# help me choose an arrow



## Brown Hornet (Aug 8, 2002)

Like I said in our PMs...you have shot ONE field round.....

You gotta crawl before you walk....get the Maxima's.....


----------



## pragmatic_lee (Jan 19, 2008)

David,
I know you asked not to consider price, but let's keep this "real". :wink:

A couple of months ago, I was asking the same question, but I knew up front that "my" scores where no where high enough to "justify" spending the kind of money you're talking about with Nanos.

It was recommended that I look at either the Easton ACC or ACE arrows. As it turned out Sarge had a stash of ACC 3-28 that he wasn't shooting any longer. There were the right length and spine for me, so we worked out a deal and I have been more than happy with these arrows. Nice thing is that he keeps finding more of them - what started out as 20 arrows has now turned into 26. :wink:

I'd suggest watching the Classifieds here on AT, you stand a good chance of getting something to "test" at a very reasonable price.

Just my 2 cents.

Lee


----------



## Brewer (Aug 3, 2006)

I went through the same thing a few months ago, only I had yet to shoot a field round when I started putting arrows together. I agree with BH and Lee to an extent, the difference for me is I hate messing w/ my equipment. I like getting it setup and then not touching it until something starts feeling off, or I'm starting to see strange patterns in my shooting. If I need new arrows, I order what I need, cut them, fletch them and go shoot them. For me that meant just getting the Nano's, getting them tuned and shooting them. Is my way right, probably not, but I have the arrows I probably would have ended up with anyhow, and I don't have to try to sell a set that with my specs would probably make them a tough sell.
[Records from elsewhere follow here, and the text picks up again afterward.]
PR #605, opened 2023-08-09
Add support namespace override

pingsutw:
# TL;DR
- Instead of setting the namespace for the k8s resource every time, we set it only when the k8s resource's namespace is None
- Only add an owner reference if the task's namespace matches the Flyteworkflow's.
https://kubernetes.io/docs/concepts/overview/working-with-objects/owners-dependents/#owner-references-in-object-specifications

## Type
 - [ ] Bug Fix
 - [ ] Feature
 - [ ] Plugin

## Are all requirements met?

 - [ ] Code completed
 - [ ] Smoke tested
 - [ ] Unit tests added

## Complete description
^^^

## Tracking Issue
https://github.com/flyteorg/flyte/issues/3898

## Follow-up issue
_NA_

### DIFF
--- a/pkg/controller/nodes/task/k8s/plugin_manager.go
+++ b/pkg/controller/nodes/task/k8s/plugin_manager.go
@@ -102,9 +102,7 @@ type PluginManager struct {
 }
 
 func (e *PluginManager) AddObjectMetadata(taskCtx pluginsCore.TaskExecutionMetadata, o client.Object, cfg *config.K8sPluginConfig) {
-	if len(o.GetNamespace()) == 0 {
-		o.SetNamespace(taskCtx.GetNamespace())
-	}
+	o.SetNamespace(taskCtx.GetNamespace())
 	o.SetAnnotations(utils.UnionMaps(cfg.DefaultAnnotations, o.GetAnnotations(), utils.CopyMap(taskCtx.GetAnnotations())))
 	o.SetLabels(utils.UnionMaps(cfg.DefaultLabels, o.GetLabels(), utils.CopyMap(taskCtx.GetLabels())))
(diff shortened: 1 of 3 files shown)


pkg/controller/nodes/task/k8s/plugin_manager.go
```diff
@@ -102,12 +102,15 @@ type PluginManager struct {
 }
 
 func (e *PluginManager) AddObjectMetadata(taskCtx pluginsCore.TaskExecutionMetadata, o client.Object, cfg *config.K8sPluginConfig) {
-	o.SetNamespace(taskCtx.GetNamespace())
+	if len(o.GetNamespace()) == 0 {
```
pingsutw, line 105: cc @hamersaw Is there any concern to do this?

pingsutw: Maybe make it opt-in. like
```
if !K8sPluginConfig.namespaceOverride || len(o.GetNamespace()) == 0 {
    o.SetNamespace(taskCtx.GetNamespace())
}
```

hamersaw: This seems very hacky to me. I think the next obvious ask is going to be to support this for all plugins. So rather than adding an option to each config object (ie. Ray, Dask, Spark, Pod, etc) is there a way we can add this override to the task execution context so that it's applicable to all k8s plugin types?

eapolinario:
Hi, we are moving all Flyte development to a monorepo. In order to help the transition period, we're moving open PRs to monorepo automatically and your PR was moved to https://github.com/flyteorg/flyte/pull/4152. Notice that if there are any conflicts in the resulting PR they most likely happen due to the change in the import path of the flyte components.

Just my .02


----------



## BOWGOD (Aug 11, 2004)

pragmatic_lee said:


> David,
> I know you asked not to consider price, but let's keep this "real". :wink:
> 
> A couple of months ago, I was asking the same question, but I knew up front that "my" scores where no where high enough to "justify" spending the kind of money you're talking about with Nanos.
> ...




i can get what ever i want right now at a VERY RESONABLE PRICE even the nano pro's
but hornet just made a good point to me in a pm, these prices won't be here for me forever and likely when i need to replace, or buy more i will have to pay full price for my next batch.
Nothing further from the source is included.